Monday, 14 May 2007, 8:34

Plant-Derived Chemical With Antidiabetic Effects Discovered Using Fat Cell Screen
After screening hundreds of compounds for their effects on fat development, researchers have discovered that an ingredient found in some plants fights diabetes in mice without some of the side effects attributed to other antidiabetes drugs. The chemical they pinpointed, known as harmine, was first isolated more than 150 years ago from plants traditionally included in ritual and medicinal preparations around the world, the team reports in the May issue of the journal Cell Metabolism, published by Cell Press.
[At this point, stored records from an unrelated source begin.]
Issue #4805, opened 2024-01-11
omdb could more safely support "write" commands


davepacheco:
illumos debugging tools like DTrace and MDB have a distinction between ordinary operations, which are generally read-only and safe, and "destructive" operations, which may modify the thing you're debugging or otherwise pose some risk.  I think this has proved a really successful model that we could use in omdb as well.  By default it should do no harm.  We could add other commands behind a top-level `-w`/`--destructive` flag.

It could be a little risky to do this purely by convention.  But I wonder if we could enforce it pretty well if:

- Could we add to progenitor a way to create a read-only client, that could only perform GET/HEAD operations?
- For the database connection pool, I wonder if we could add a mode that runs `set default_transaction_read_only = on` when establishing connections so that write operations would be rejected by the server?  We'd want to test this out -- I'm not clear from the [docs](https://www.cockroachlabs.com/docs/v23.1/show-vars) if this applies to implicit transactions or just those created with `BEGIN TRANSACTION`

If these both work out, we'd only have to check for the destructive flag in a few places where we create clients and the connection pool, instead of relying on everybody to check this whenever they add new commands.

davepacheco:
I filed https://github.com/seanmonstar/reqwest/issues/2160, thinking if reqwest supports this, we could use that in constructing our reqwest clients for our Progenitor clients.

jgallagher:
> It could be a little risky to do this purely by convention.

Just noting: we do attempt to enforce this by convention today (which does not obviate the desire for stronger enforcement as described in this issue!) via [check_allow_destructive](https://github.com/oxidecomputer/omicron/blob/88030ff7d9f9552bebe8129983d11b1671bc4064/dev-tools/omdb/src/bin/omdb/main.rs#L135-L146). Operations which perform writes should accept a `DestructiveOperationToken` which can only be created if the `--destructive` flag has been passed; e.g., https://github.com/oxidecomputer/omicron/blob/88030ff7d9f9552bebe8129983d11b1671bc4064/dev-tools/omdb/src/bin/omdb/nexus.rs#L2141

PR #5204, opened 2024-03-06
Expose uninitialized sleds and "add sled" via internal API and omdb

### LINKED ISSUE #5133: move (or copy?) "add sled" APIs to internal API
Right now, "add sled" involves two external API endpoints:

- list uninitialized sleds
- add sled

For our first intended customer use of this, we'll need access to these from the internal API also/instead.  We'll also need some way to invoke them, either with an internal API CLI or else omdb.

jgallagher:
This will let us drive the add sled process from a support context. (Prior to this change adding a sled required interaction with the external API.)

I want to test this before merging, but it's small enough that if there's anything that needs tweaking it's unlikely to affect any review comments. One change is that we had two `Baseboard` structs that were identical except for a minor different in field names (`{serial,part}` vs `{serial_number,part_number}`). I removed the internal one and replaced it with the external one to avoid unnecessary churn in the public API, but if I'm missing something intentional that led to having both, please say so.

Closes #5133.

### DIFF
--- a/dev-tools/omdb/src/bin/omdb/main.rs
+++ b/dev-tools/omdb/src/bin/omdb/main.rs
@@ -84,11 +84,24 @@ struct Omdb {
     #[arg(env = "OMDB_DNS_SERVER", long)]
     dns_server: Option<SocketAddr>,
 
+    /// allow potentially-destructive subcommands
+    #[arg(short = 'w', long = "destructive")]
+    allow_destructive: bool,
+
     #[command(subcommand)]
     command: OmdbCommands,
 }
 
 impl Omdb {
+    fn check_allow_destructive(&self) -> anyhow::Result<()> {
+        anyhow::ensure!(
+            self.allow_destructive,
+            "This command is potentially destructive. \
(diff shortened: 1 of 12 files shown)


andrewjstone (approved):
Awesome :)

jgallagher:
> Although we haven't really done #4805, what would you think about adding an opt-in mechanism here? Basically a `-w`/`--destructive` flag at the top level (`omdb -w`) that we'd check here and bail out if it wasn't set? Seems low cost and a potentially valuable safety.

No objection and very easy; added in [a1ff0c1](https://github.com/oxidecomputer/omicron/pull/5204/commits/a1ff0c1e1721d58ea3ab01224cf4cb0a505033d5). I attached the check to all the `nexus` subcommands that result in database modifications (please double check I didn't miss any). I don't think we have anything under `omdb {db,mgs,oximeter,sled-agent}` that qualifies as destructive?

davepacheco:
Above and beyond!  Thanks.  I did a quick pass over existing commands and found no others that I'd attach this too.  I wish it were easy to add a test for this but it doesn't seem like it is.

PR #5211, opened 2024-03-07
[WIP] [reconfigurator] start removing expunged zones

sunshowers:
Putting this up for early review. This implements internal bookkeeping for the blueprint builder, as well as database storage for expunged Nexus zones.

This does not implement any of the other things we discussed in Tuesday's meeting -- let's discuss this tomorrow.


nexus/reconfigurator/planning/src/blueprint_builder.rs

While harmine itself has effects on the central nervous system that may preclude its use, “it may eventually be possible to separate the nervous system and metabolic effects of harmine through optimization of the chemical structure,” said Peter Tontonoz, a Howard Hughes Medical Institute investigator at the University of California, Los Angeles. Harmine has been known to induce hallucinations, convulsions, and tremors. Source

Worksite Health Programs Boost the Bottom Line: Study
Workplace health programs can help employees better control their blood pressure and diabetes, and that can benefit employers, too, a new U.S. study finds.

In this study, researchers followed 2,100 workers at JEA, a municipal utility in Jacksonville. Fla., for three years. The workers took part in JEA’s comprehensive wellness system that includes health screenings, coaching, live and written health education information, and an incentive program to encourage participation.

Over the three years (2004-2006), employees who took part in the program improved their blood pressure control by 9 percent and their diabetes control by 15 percent. Source

Dramatic Rise in U.S. Kids Hospitalized for Type 2 Diabetes
In another sign of the alarming childhood obesity epidemic in the United States, researchers report a 200 percent increase in the number of children hospitalized for type 2 diabetes.

Type 2 diabetes, which used to be called adult onset diabetes because it was rarely seen in children, is typically diagnosed in patients who are overweight. Left untreated, it can lead to such complications as heart disease, blindness, nerve damage and kidney damage.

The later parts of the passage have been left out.